Surgically assisted rapid maxillary expansion: long-term stability

Anders Magnusson*, Krister Bjerklin*, Peter Nilsson** and Agneta Marcusson***

* Department of Orthodontics, The Institute for Postgraduate Dental Education
** Department of Oral and Maxillofacial Surgery, The Institute for Postgraduate Dental Education
*** Department of Dentofacial Orthopaedics, University Hospital, Sweden

Address for correspondence Anders Magnusson, Department of Orthodontics, The Institute for Postgraduate Dental Education, Box 1030, SE-551 11 Jönköping, Sweden, E-mail: anders.magnusson{at}lj.se


   Abstract

The purpose of this study was to evaluate treatment outcomes and long-term stability in patients treated by surgically assisted rapid maxillary expansion (SARME) and to compare the results with a matched, untreated control group. The sample comprised consecutive study models from 31 subjects (17 males and 14 females) with a mean pre-treatment age of 25.9 years [standard deviation (SD) 9.6]. The mean follow-up time was 6.4 years (SD 3.3). The transverse distances between the maxillary canines and maxillary first molars were measured with digital sliding callipers before treatment (T0), after treatment (T1), and at follow-up (T2). The data were analysed with a Mann–Whitney U, Spearman's rho, and Wilcoxon signed-rank tests.

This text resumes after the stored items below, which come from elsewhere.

Issue #1621, opened 2024-11-22
incomplete-sanitization in getUrl.js


ruchira-net:
### Bug report

When scanned with CodeQL scanner, it finds a incomplete sanitization issue in the [getUrl.js](https://github.com/webpack-contrib/css-loader/blob/9cf9cd877f934af4aef91f5aaf127467d4964b8e/src/runtime/getUrl.js#L4) file. 

### Actual Behavior

Below method doesn't escape backslash characters in the input.

![image](https://github.com/user-attachments/assets/bccf0399-3840-4a2f-99e8-72cb22d9f1b0)

### Expected Behavior

Method should sanitize untrusted input for preventing injection attacks such as SQL injection or cross-site scripting (Even if the escaped string is not used in a security-critical context, incomplete escaping may still have undesirable effects, such as badly rendered or confusing output).

### How Do We Reproduce?

1. Open the [Wave analysis extension in VSCode](https://marketplace.visualstudio.com/items?itemName=devprod.vulnerability-extension). 
2. Click Add Analysis Tools and select CodeQL.

![image](https://github.com/user-attachments/assets/29b3c9eb-1e0d-4b39-9802-521f05a37370)

4. Click OK

![image](https://github.com/user-attachments/assets/f8e4b3f6-11cb-477d-9277-7ebb9ea68a8a)

5. Run the CodeQL scanner
6. You should see that it complains about the method in the getUrl.js file as below

![image](https://github.com/user-attachments/assets/8fa973a2-ca12-497a-817f-1ef58c9b4630)

### Please paste the results of `npx webpack-cli info` here, and mention other relevant information
  System:
    OS: Windows 11 10.0.26100
    CPU: (12) x64 12th Gen Intel(R) Core(TM) i7-1255U
    Memory: 13.15 GB / 31.69 GB
  Binaries:
    Node: 21.6.2 - C:\Program Files\nodejs\node.EXE
    npm: 10.2.4 - C:\Program Files\nodejs\npm.CMD
  Browsers:
    Edge: Chromium (130.0.2849.46)
    Internet Explorer: 11.0.26100.1882

alexander-akait:
https://github.com/webpack-contrib/css-loader/pull/1622#discussion_r1867595874, It looks like the utility has false positive result here

PR #1622, opened 2024-11-22
#1621 fix: correct escaping of backslashes in URL wrapping

ruchira-net:
This PR contains a:

- [x ] **bugfix**
- [ ] new **feature**
- [ ] **code refactor**
- [x ] **test update** 
- [ ] **typo fix**
- [ ] **metadata update**

### Motivation / Use-Case

Fixing bug #1621 

### Breaking Changes

None

### DIFF
--- a/src/runtime/getUrl.js
+++ b/src/runtime/getUrl.js
@@ -21,7 +21,7 @@ module.exports = (url, options) => {
   // Should url be wrapped?
   // See https://drafts.csswg.org/css-values-3/#urls
   if (/["'() \t\n]|(%20)/.test(url) || options.needQuotes) {
-    return `"${url.replace(/"/g, '\\"').replace(/\n/g, "\\n")}"`;
+    return `"${url.replace(/\\/g, '\\\\').replace(/"/g, '\\"').replace(/\n/g, "\\n')}"`;
   }
 
   return url;
--- a/src/runtime/getUrl.js
+++ b/src/runtime/getUrl.js
@@ -21,7 +21,7 @@ module.exports = (url, options) => {
   // Should url be wrapped?
   // See https://drafts.csswg.org/css-values-3/#urls
   if (/["'() \t\n]|(%20)/.test(url) || options.needQuotes) {
-    return `"${url.replace(/\\/g, '\\\\').replace(/"/g, '\\"').replace(/\n/g, "\\n')}"`;
+    return `"${url.replace(/\\/g, '\\\\').replace(/"/g, '\\"').replace(/\n/g, "\\n")}"`;
   }
 
   return url;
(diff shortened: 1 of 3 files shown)


ruchira-net:
> Can you add a test case?

Done. Thanks!

test/runtime/getUrl.test.js
```diff
@@ -127,5 +127,6 @@ describe("escape", () => {
         { hash: "#hash", needQuotes: true },
       ),
     ).toMatchSnapshot();
+    expect(getUrl("http://url/path\\/")).toMatchSnapshot();
```
alexander-akait, line 130: Can you provide a real example of the problem? Using `url()`?

ruchira-net: @alexander-akait I've added a more real URL example. Hope that's good enough. Thanks!

src/runtime/getUrl.js
```diff
@@ -21,7 +21,7 @@ module.exports = (url, options) => {
   // Should url be wrapped?
   // See https://drafts.csswg.org/css-values-3/#urls
   if (/["'() \t\n]|(%20)/.test(url) || options.needQuotes) {
```
alexander-akait, line 23: Why we need escape `\\` in runtime? We don't touch such stuff at all, even more, it can literally break already escaped URL

Sorry, we don't need this changes here, even more it worsens the performance

alexander-akait:
https://github.com/webpack-contrib/css-loader/pull/1622#discussion_r1867595874

src/runtime/getUrl.js
ruchira-net: @alexander-akait we are not escaping the \\ in runtime. we are replacing single \ with \\ to escape the URL. \\ is there in the code to escape a single \. Otherwise JavaScript consider single \ as an escaping character itself.

alexander-akait: And what could be the problem? Please provide a **real scenario** that could be used in `url()` and CSS and put it there - https://github.com/webpack-contrib/css-loader/blob/master/test/fixtures/url/url.css, I wouldn't want us to waste perf to something that can never really happen,

ruchira-net: @alexander-akait what if developers have css like this? Does it work right now? I don't think so as the current code doesn't escape the backslashes

`.backslashes {
  background: url("https://www.example.com?path=path\to\resource");
}`

alexander-akait: How does this violate security?

alexander-akait: @ruchira-net Some of them is ident some of them is string, and depending on this we should escaping them or not, I don't see a real integration test of the problem, so I asked to put it in the integration tests and not the unit, I don't want to degrade performance because there is no real problem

At T1, all posterior crossbites were corrected and the expansions were statistically significant. At T2, despite some reduction in the transverse measurements, the posterior crossbites remained corrected. There were no statistically significant differences between the treatment and control groups at T2 regarding transverse measurements, except for the distance between the mesio-buccal cusp tips of the maxillary first molars. In the treatment group, there was no significant difference in terms of reductions in the transverse dimensions over the short- or long-term, no significant correlations between age or gender and the decrease in transverse dimensions or between the degree of anterior and posterior expansion. There were no significant correlations between the degree of expansion and subsequent post-treatment decrease.

The results indicate that SARME normalizes the transverse discrepancies and is stable a mean of 6 years post-treatment. The decreases in the transverse dimensions are most pronounced during the first 3 years post-treatment.